I lit it up, and the first few minutes had me awe struck. Sweet maduro flavor with an onslaught of spice, not overpowering though, strangely enough. 

After it really got going, I was seriously lying on the front lines with a target on my chest, basking in all of the thick, voluminous clouds of rich, chocolatey carnage. 

After the first third it reinforced itself with hearty tobacco flavor and more spice through the nose along with a charcoal like ambient aroma. It even had that savory meaty flavor. This is really got me hankering to get my paws on a nice big pile of more.

Sadly though, after it got past mid point and closer to the end, it kinda went home and left burning wreckage. It wasn't horrible though, just not as awesome as earlier. 
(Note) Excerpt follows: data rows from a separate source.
PR #98, opened 2015-12-03
Support pg_rewind

s-hironobu:
This is the first implementation to use pg_rewind. If pg_rewind can be used, stolon uses it to synchronize a standby with the primary.

This implementation can be run on a simple cluster. For using pg_rewind, assume that username is "postgres" and password is none.

### DIFF
--- a/cmd/keeper/keeper.go
+++ b/cmd/keeper/keeper.go
@@ -20,6 +20,7 @@ import (
 	"io/ioutil"
 	"net/http"
 	"os"
+	"os/exec"
 	"os/signal"
 	"path/filepath"
 	"strconv"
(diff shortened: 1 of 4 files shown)


sgotti:
@s-hironobu Thanks a lot for your PR! I'll take a few days to try it and also see how it can be tested (need to install pg_rewind on pg 9.4 or update to pg 9.5 on semaphore).

In addition it'll be good to detect if pg_rewind cannot sync due to missing WALs and fallback to pg_basebackup.

s-hironobu:
I was thinking version 9.5 is released within this year, but I guessed wrong. It seems that there's no need to hurry.

This patch is a feasibility study for the pg_rewind, so I'm glad to be confirmed that pg_rewind can be run on Stolon without major changes. I think superuser's password management and user authentication may be problems when using this in practical systems. pg_rewind should be accessed as superuser from an other host/container.


BTW, stolon's proxy can be added DSR(direct server return) or Virtual IP feature? Proxy might will be performance bottleneck, as well as security hole, but if DSR or Virtual IP can be used, Stolon can avoid those problems. (Pacemaker supports VIP.)

Best regards,

shaneog:
With 9.5 released since January, is there a way `pg_rewind` support could be added?

sgotti:
@shaneog Sure, starting from the @s-hironobu work and suggestions we have some initial work on test cases. We need to determine when pg_rewind cannot be used and fallback to a pg_basebackup. We'd like to update/open a PR in the next days/week.

Do you have some special needs for pg_rewind (for example big databases) that are creating problems with stolon using only pg_basebackup?

shaneog:
@sgotti I'm just about to test stolon (and patroni) and have a mid-sized database to use. I will see how it goes during testing, but at the moment I don't have any examples of specific problems.

sgotti:
@shaneog ok good to know. As a note, we just created stolon because other solutions are less resilent to network partitioning and we prefer consistency over availability. Let me know if you need any help.

sgotti:
@s-hironobu Thanks for your work and suggestions. In the past days we did a lot of heavy lifting to better integrate pg_rewind. I opened #122 which adds support for pg_rewind, tests and other goodies (it can also work with synchronous replication).

@shaneog @s-hironobu If you're interested please take a look at it.

sgotti:
#122 has been merged.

I really loved the crap out of this. I only had to ash it twice. That's awesome. It really pulls its weight well. I was left with about a 1/2" of shrapnel in my hand before I couldn't smoke it anymore. I really bit the bullet when I pulled the trigger on this!

:gn:faint::rip:


----------



## WarsawAndy

Thanks for the review. Just got five of these babies in the mail and I'll be smoking it this Wednesday. Did you pair it with a drink? if so, what would you recommend?


----------



## Wiseguy1982

No, I didn't. I like to smoke things straight or in the morning with coffee or later on with just water.


----------



## psinsyd

Been waiting to try the two of these I have in the humi at the moment. Just have to make sure I have the time to dedicate to fully enjoying it. Looks like those things can take some time!


----------



## Phil from Chicago

I was wondering about these.. Thanks for the great review.. Ill pick up a 5er later


----------



## Paulharmo

Alright, you have me drooling... time to add the MUWAT to my Cbid list.


----------



## dayento2

Thanks for the review! I always wondered if this was dogstick. The wrapper sure looks great. What size did you end up going with?


----------



## Wiseguy1982

The 5x60


----------



## cavscout98

Looking forward to trying one of these. Thanks for the review.


----------



## ryanbish

I've been reading good things about these. I guess it's time to bite the bullet as well!


----------



## Atreyu

Ugh, Atlantic doesn't seem to have these, so I had to place my order without one. I've been interested in trying them but wondered if they were just gimmicky too... your review sounds amazing. Hope I can grab one soon.


----------



## Pandyboy

Great review, sounds like a smoke to look out for!


----------



## ThatDamnSasquatch

This is one of the Drew Estate cigars I have been waiting to try for while, but haven't pulled the trigger on. It sounds like it might leave my head spinning if it is as full bodied as it sounds. Just have to leave myself some recovery time I suppose. Thanks for the review.


----------



## Phil from Chicago

managed to find some here and picked up one for now.. the B&M was taking them in as I walked in so I may wait 3-4 weeks to smoke it.. probably not though haha


----------



## loulax07

the Monster had a great price on a 10-pack today, i think $50


----------



## Phil from Chicago

its still going to 8 more hrs


----------



## Spankmeister

ThatDamnSasquatch said:


> This is one of the Drew Estate cigars I have been waiting to try for while, but haven't pulled the trigger on. It sounds like it might leave my head spinning if it is as full bodied as it sounds. Just have to leave myself some recovery time I suppose. Thanks for the review.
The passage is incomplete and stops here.